_Assigned task_: Take the lines from the beginning of the data below through the line holding "Additional TODOs" and return exactly those.

=== Information shown ===

PR #1017, opened 2020-10-07
[RFC] Multiple users in an event, stage 3 PR

webmat:
Stage 3 criteria:

- Completed field definitions
  - [x] These are field reuses, so there's no new definitions per se.
  - [x] #1066 How to use each appearance of the user fields will be documented in a usage section for the user field set, via a distinct PR.
- [x] Included multiple real world example source documents.
  - This was done in the stage 2 PR, with the help of many contributors ❤️ 
  - Please let us know if you think an important usage example is missing
- [x] Existing or newly raised questions and concerns are addressed.
  - [x] Deprecating host.user fields.

Additional TODOs

- [x] #1066 Open PR effecting these changes in official ECS fields, removing them from the experimental artifacts.

[Preview of the RFC](https://github.com/webmat/ecs/blob/rfc/0007/stage-3/rfcs/text/0007-multiple-users.md)

### DIFF
--- a/rfcs/text/0007-multiple-users.md
+++ b/rfcs/text/0007-multiple-users.md
@@ -765,7 +765,7 @@ e.g.:
 
 * Stage 2: https://github.com/elastic/ecs/pull/914
   * Stage 2 correction: https://github.com/elastic/ecs/pull/996
-* Stage 3: https://github.com/elastic/ecs/pull/NNNN
+* Stage 3: https://github.com/elastic/ecs/pull/1017
 
 Note: This RFC was initially proposed via a PR that targeted stage 2,
 given the amount of discussion that has already has happened on this subject.
--- a/rfcs/text/0007-multiple-users.md
+++ b/rfcs/text/0007-multiple-users.md
@@ -636,14 +636,6 @@ and the assumed role in the `userIdentity`. This makes it easy to keep track of 
 the real user at `user.*` and the escalated privileges at `user.effective.*` in
 all subsequent activity after privilege escalation.
 
-<!--
-Stage 2: Included a real world example source document. Ideally this example comes from the source(s) identified in stage 1. If not, it should replace them. The goal here is to validate the utility of these field changes in the context of a real world example. Format with the source name as a ### header and the example document in a GitHub code block with json formatting.
--->
-
-<!--
-Stage 3: Add more real world example source documents so we have at least 2 total, but ideally 3. Format as described in stage 2.
--->
-
 ## Scope of impact
 
 ### New fields for IAM
--- a/rfcs/text/0007-multiple-users.md
+++ b/rfcs/text/0007-multiple-users.md
@@ -1,8 +1,8 @@
 # 0007: Multiple users in an event
 <!-- Leave this ID at 0000. The ECS team will assign a unique, contiguous RFC number upon merging the initial stage of this RFC. -->
 
-- Stage: **2 (proposal)** <!-- Update to reflect target stage. See https://elastic.github.io/ecs/stages.html -->
-- Date: **2020-10-02** <!-- The ECS team sets this date at merge time. This is the date of the latest stage advancement. -->
+- Stage: **3 (candidate)** <!-- Update to reflect target stage. See https://elastic.github.io/ecs/stages.html -->
+- Date: **TBD** <!-- The ECS team sets this date at merge time. This is the date of the latest stage advancement. -->
 
 Many log events refer to more than one user at the same time.
 Examples of this are remote logons as someone else, user management and privilege escalation.
@@ -765,6 +765,7 @@ e.g.:
 
 * Stage 2: https://github.com/elastic/ecs/pull/914
   * Stage 2 correction: https://github.com/elastic/ecs/pull/996
+* Stage 3: https://github.com/elastic/ecs/pull/NNNN
 
 Note: This RFC was initially proposed via a PR that targeted stage 2,
 given the amount of discussion that has already has happened on this subject.
--- a/rfcs/text/0007-multiple-users.md
+++ b/rfcs/text/0007-multiple-users.md
@@ -663,12 +663,12 @@ These came up while working on this RFC; this is not guidance that was given
 in the past. Data sources that populate these fields will need to be revisited
 and adjusted accordingly.
 
-<!-- TODO
+### host.user fields are deprecated for removal
 
-Depending on the outcome of the discussion on `host.user.*`, mention it here.
-It's currently listed in the concerns below.
+Seeing no use in the wild, it was decided to remove the reuse of the user fields at `host.user.*`.
+We will start by deprecating them in ECS 1.8, and will remove them at the next major version.
 
--->
+Please let us know before the next major ECS release if you disagree with this, and share how you're using them.
 
 ## Concerns
 
@@ -678,11 +678,11 @@ In past discussions and recent research, we have not identified a clear purpose
 for the user fields nested at `host.user.*`.
 
 We are considering deprecating these fields with the intent to remove them completely.
-Please let us know if you disagree with this, and share how you're using them.
 
 #### Resolution
 
-No resolution yet.
+They will be marked as deprecated starting with ECS 1.8, and will be removed in
+the next ECS major release.
 
 ### Documenting the purpose of each usage of the user fields
 
--- a/rfcs/text/0007-multiple-users.md
+++ b/rfcs/text/0007-multiple-users.md
@@ -2,7 +2,7 @@
 <!-- Leave this ID at 0000. The ECS team will assign a unique, contiguous RFC number upon merging the initial stage of this RFC. -->
 
 - Stage: **3 (candidate)** <!-- Update to reflect target stage. See https://elastic.github.io/ecs/stages.html -->
-- Date: **TBD** <!-- The ECS team sets this date at merge time. This is the date of the latest stage advancement. -->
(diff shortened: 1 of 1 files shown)


P1llus:
As discussed with @webmat here is an example from a MySQL Audit log point of view, where you can have one user account being used for authentication, while another account is used for the activity after the initial authentication.

Dataset:
```
"class": "table_access",
	"event": "insert",
	"connection_id": 16,
	"account": {
		"user": "audit_test_user2",
		"host": "hades.home"
	},
	"login": {
		"user": "audit_test_user2",
		"os": "",
		"ip": "192.168.2.5",
		"proxy": ""
	},
```
The description of the **User** Object
`user`
A string representing a `user` name. The meaning differs depending on the item within which user occurs:
Within `account` items, `user` is a string representing the user that the server authenticated the client as. This is the `user `name that the server uses for privilege checking.
Within `login` items, `user` is a string representing the user name sent by the client.
Field documentation for audit logging: 
https://dev.mysql.com/doc/refman/5.7/en/audit-log-file-formats.html#audit-log-file-json-format

webmat:
I've updated the body of the issue with the criteria for merging as stage 3.

A few things to note:

* Having not heard any pushback on eventual removal of the `host.user.*` fields, I've gone ahead and adjusted the text assuming that this is our plan. Check out the RFC text for the details. Now's a good time to chime in if anybody disagrees. This was the only concern left to address.
* The criteria for the amount of examples for stage 3 were already met in the stage 2 RFC.

This may be the first stage 3 RFC we merge. With fields moving out of stage 2 (experimental) to stage 3 (beta in mainline ECS), this means close knowledge of the ECS build process is now required. Moreover, the current way of handling experimental changes is manual, and bound to change. It's not expected that RFC authors need to be familiar with the internals of the ECS build.

Therefore I propose that stage 3 RFCs (and stage 4s that come with field changes) be accompanied by a sister PR that effects the changes, authored by an ECS core team member. Both should be merged at the same time, when both are approved and ready. This decouples the simple RFC process of editing a markdown file from the intricacies of the ECS build process.

I'll start preparing the sister PR. When that PR is ready, in my opinion this RFC will be ready to be merged as stage 3. I'm shooting to finalize this next week.

Now's a good time for a last look, @jonathan-buttner @ebeahan @leehinman @willemdh @janniten @rylnd @MikePaquette 

cc @epixa on process adjustment.

webmat:
Merging this stage 3 RFC may be blocked by https://github.com/elastic/ecs/pull/1051. Not sure if this will handle beta field reuse.

ebeahan:
> Merging this stage 3 RFC may be blocked by #1051. Not sure if this will handle beta field reuse.

Ah yes I hadn't considered that need. Will reassess.

dainperkins:
This might be a much longer discussion (re: source/destination vs. client/server event scope) but would it make sense to remove source/destination.user in favor of client/server.user, given the current guidelines for source/destination fields?

webmat:
@dainperkins What guidelines are you referring to? The guidance is that source & destination should be populated as much as possible, as a baseline for network stuff. Then if client/server makes sense, those should be populated too.

This means source/destination.user should also be populated as much as possible as well.

webmat:
@ebeahan Let's have that discussion on #1051 however. There's other things I wonder about 🤔

rfcs/text/0007-multiple-users.md
```diff
@@ -678,11 +678,11 @@ In past discussions and recent research, we have not identified a clear purpose
 for the user fields nested at `host.user.*`.
 
 We are considering deprecating these fields with the intent to remove them completely.
-Please let us know if you disagree with this, and share how you're using them.
 
 #### Resolution
 
-No resolution yet.
+They will be marked as deprecated starting with ECS 1.8, and will be removed in
```
ebeahan, line 684: ++ to proceeding as documented here.

ebeahan (approved):
Everything is looking great here @webmat. 

> Therefore I propose that stage 3 RFCs (and stage 4s that come with field changes) be accompanied by a sister PR that effects the changes, authored by an ECS core team member. Both should be merged at the same time, when both are approved and ready. This decouples the simple RFC process of editing a markdown file from the intricacies of the ECS build process.

No objections to keeping the proposal doc PR separate from the PR that actually implements the proposed changes. Should the sibling PR # should be captured in the proposal markdown prior to merging?

I expect we'd be open to the highly motivated author who wishes to also author the sibling PR. However, I also understand that case to be the rare exception, and the ECS core team is absolutely willing to translate the proposal into field definitions. 😄

dainperkins:
@webmat 
> @dainperkins What guidelines are you referring to?
https://www.elastic.co/guide/en/ecs/1.7/ecs-mapping-network-events.html#_source_and_destination_baseline

Because source / destination can be unidirectional I'm not sure it makes sense to add user information in field sets that, anecdotally anyway, are there for a conglomeration of unidirectional and bidirectional basic network layer info.  

User info is always going to be protocol related which suggests client/server, bidirectional records

Also effective visualization of combined unidirectional and bidirectional network data requires normalization to one or the other... which suggests it might not be worth the additional overhead for repetition of fields that don't seem to fit the mold

webmat:
@dainperkins Yeah it's a bigger discussion if we want to reframe the meaning of source/destination vs client/server. Right now our recommendation is not to interpret them quite this way. This goes beyond the scope of this RFC. I would love it if captured these thoughts in an issue, however.

webmat:
Further note on the process discussion above. We've discussed this out of band, and we all agree to do the decoupling and have two PRs, ideally quite close to one another. But we're not going to enforce that the second one is opened and approved before merging an RFC PR. We could decide to merge the RFC before the second PR exists.

Also the second PR doesn't *have* to be authored by an ECS core team member. If an RFC author is willing to work on that RFC, this is welcome. This was meant more as a statement that whoever the author is, they can depend on the ECS team to take care about the plumbing, if they don't want to.

webmat:
PR to apply these changes is in progress at #1066

webmat:
PR to make these changes come to life is now "feature-complete" https://github.com/elastic/ecs/pull/1066. Contributors familiar with this RFC will have a sense of deja-vu 😂  Some new contents in there as well, though.

This will be our first use of the new mechanism that lets us add a supplemental documentation page for a field set.

willemdh:
> feedback welcome

Well, glad to see this going forward. This should be the base on which UEBA functionalities should be added in Elastic Security. What I'm somehow missing in this whole story is how a username is supposed to be indexed and if there is room for:
- the raw username for the related log
- the ad logon name
- the ad sam account name
- the domain of the related user
- possible related email addresses for the user

I've seen users such as:
- pieter.janssens
- jansspi
- pieterja
- DOMAINX\jansspi
- pieter.janssens@domain.be
- pieter.janssens@alias.be

All of the above 'could' be the same actual user. Imho there should be room for these kind of user info to prevent issues like I'm trying to escalate with host.name shortname and fqdn. It should also be clear from the start in what form user.name should be indexed preferably.

webmat:
@willemdh Good point.

As you point out, the same person can have many different identifiers according to different systems, or even different events types from the same system.

Laying out all of the correlations a UEBA product/feature has to do, in order to help build a precise picture of user identity across data sources is out of scope here.

But I agree it would be helpful to add a section clarifying some subtleties around capturing user identifiers. Here's a few points I could see tackle in there:

* If the only identifier is an email address, which field(s) do we put it in?
* If the identifier includes the domain name, should we parse it, out or leave the domain in, such as `DOMAINX\jansspi`?

Do you have other questions you think should be addressed? Other than these questions that come to mind based on your list, I think the other subtleties are better left to a full-fledged UEBA correlation engine. WDYT?

willemdh:
@webmat

> I think the other subtleties are better left to a full-fledged UEBA correlation engine.

My thought => Multiple NG SIEMs have UEBA functionalities these days, I hope Elastic sees that evolution. There should be a module which allows to index active directory and Elastic should work towards correlating users with the AD index. There should be a Users tab in Kibana Security (Next to Hosts and Network).

But my UEBA dreams do not have to be a show stopper to get this RFC going forward. I think the updated user object has been discussed throughly and is definitely a step in the good direction. If one day more fields are required to get sth UEBA like started, a new object could be created, such as ad_user.* or sth more applicable.

Thanks a lot for all the effort everyone put in this.

ebeahan (dismissed):

webmat:
@willemdh UEBA is floating in the air, but I can't give specifics there.

I will add a section about user identifiers, and try to nudge implementers to avoid problems like you've raised for hostnames. However I'll do this over on https://github.com/elastic/ecs/pull/1066, the PR that makes this proposal take shape in the main ECS documentation.

rfcs/text/0007-multiple-users.md
```diff
@@ -1,8 +1,8 @@
 # 0007: Multiple users in an event
 <!-- Leave this ID at 0000. The ECS team will assign a unique, contiguous RFC number upon merging the initial stage of this RFC. -->
 
-- Stage: **2 (proposal)** <!-- Update to reflect target stage. See https://elastic.github.io/ecs/stages.html -->
-- Date: **2020-10-02** <!-- The ECS team sets this date at merge time. This is the date of the latest stage advancement. -->
+- Stage: **3 (candidate)** <!-- Update to reflect target stage. See https://elastic.github.io/ecs/stages.html -->
+- Date: **TBD** <!-- The ECS team sets this date at merge time. This is the date of the latest stage advancement. -->
```
webmat, line 5:
```suggestion
- Date: **2020-11-11** <!-- The ECS team sets this date at merge time. This is the date of the latest stage advancement. -->
```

===

_Answer box_:
PR #1017, opened 2020-10-07
[RFC] Multiple users in an event, stage 3 PR

webmat:
Stage 3 criteria:

- Completed field definitions
  - [x] These are field reuses, so there's no new definitions per se.
  - [x] #1066 How to use each appearance of the user fields will be documented in a usage section for the user field set, via a distinct PR.
- [x] Included multiple real world example source documents.
  - This was done in the stage 2 PR, with the help of many contributors ❤️ 
  - Please let us know if you think an important usage example is missing
- [x] Existing or newly raised questions and concerns are addressed.
  - [x] Deprecating host.user fields.

Additional TODOs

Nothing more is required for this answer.